Exercise aim:
Report each line of the entries below that has the word "false" in it.
::: Data provided :::
PR #159, opened 2018-02-01
#152 Templates additions prox/models/solvers for any in/direct base t…

Dekken:
…o add Float to SAGA

### DIFF
--- a/lib/cpp-test/linear_model/models_gtest.cpp
+++ b/lib/cpp-test/linear_model/models_gtest.cpp
@@ -11,12 +11,23 @@
 
 #include "tick/array/array.h"
 #include "tick/linear_model/model_linreg.h"
+#include "tick/robust/model_generalized_linear_with_intercepts.h"
 
 #include <cereal/types/unordered_map.hpp>
 #include <cereal/types/memory.hpp>
 #include <cereal/archives/json.hpp>
 #include <cereal/archives/binary.hpp>
 #include <fstream>
+
+TEST(Model, NoAbstractClasses) {
+  ArrayDouble2d r_features;
+  ArrayDouble r_labels;
+  auto features(r_features.as_sarray2d_ptr());
+  auto labels(r_labels.as_sarray_ptr());
+  TModelLinReg<double, double> modelLinRegdd(features, labels, 0, 1);
+  TModelGeneralizedLinearWithIntercepts<double, double> modelGeneralizedLinearWithInterceptsdd(features, labels, 0, 1);
+  TModelGeneralizedLinear<double, double> modelGeneralizedLinear(features, labels, 0, 1);
+}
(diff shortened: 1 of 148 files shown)


lib/cpp/base_model/model_generalized_linear.cpp
```diff
@@ -2,18 +2,32 @@
 
 #include "tick/base_model/model_generalized_linear.h"
 
-ModelGeneralizedLinear::ModelGeneralizedLinear(const SBaseArrayDouble2dPtr features,
-                                               const SArrayDoublePtr labels,
-                                               const bool fit_intercept,
-                                               const int n_threads)
-  : ModelLabelsFeatures(features, labels),
-    n_threads(n_threads >= 1 ? n_threads : std::thread::hardware_concurrency()),
+template <class T, class K>
```
Mbompr: Do we need 2 templates? Or is this only for atomics? 
Also; K seems to be the "main" template and T only used if we have atomic. I find this confusing and would rather have T as "main" template and K set by default to T (if that's possible).

lib/cpp/base_model/model_generalized_linear.cpp
```diff
@@ -26,20 +40,23 @@ const char *ModelGeneralizedLinear::get_class_name() const {
   return "ModelGeneralizedLinear";
 }
 
-
-double ModelGeneralizedLinear::grad_i_factor(const ulong i,
-                                             const ArrayDouble &coeffs) {
+template <class T, class K>
+K
+TModelGeneralizedLinear<T, K>::grad_i_factor(const ulong i,
+                                             const Array<T> &coeffs) {
```
Mbompr: Dummy question: is there a way to somehow "cast" Array<atomic double> into Array<double> if this array will be read-only? Because this is what will happen in most mdoels: coeffs will be read to compute gradient / loss but a model itself won't write on coeffs.

lib/cpp-test/linear_model/models_gtest.cpp
```diff
@@ -34,7 +45,7 @@ TEST(Model, PartialVsFull) {
   SArrayDoublePtr labels = y.as_sarray_ptr();
   SArrayDouble2dPtr features = x.as_sarray2d_ptr();
 
-  ModelLinReg model(features, labels, false, 2);
+  TModelLinReg<double, double> model(features, labels, false, 2);
```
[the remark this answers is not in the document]
Mbompr: It seems that this is what you have done with `ModelLabelsFeaturesDouble`

stephanegaiffas:
I fully agree on that.... that’s annoying but it’s important to do things incrementally


Envoyé de mon iPhone

Dekken:
Closing to split in smaller PRs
:::
Solution to this task:
-  ModelLinReg model(features, labels, false, 2);
+  TModelLinReg<double, double> model(features, labels, false, 2);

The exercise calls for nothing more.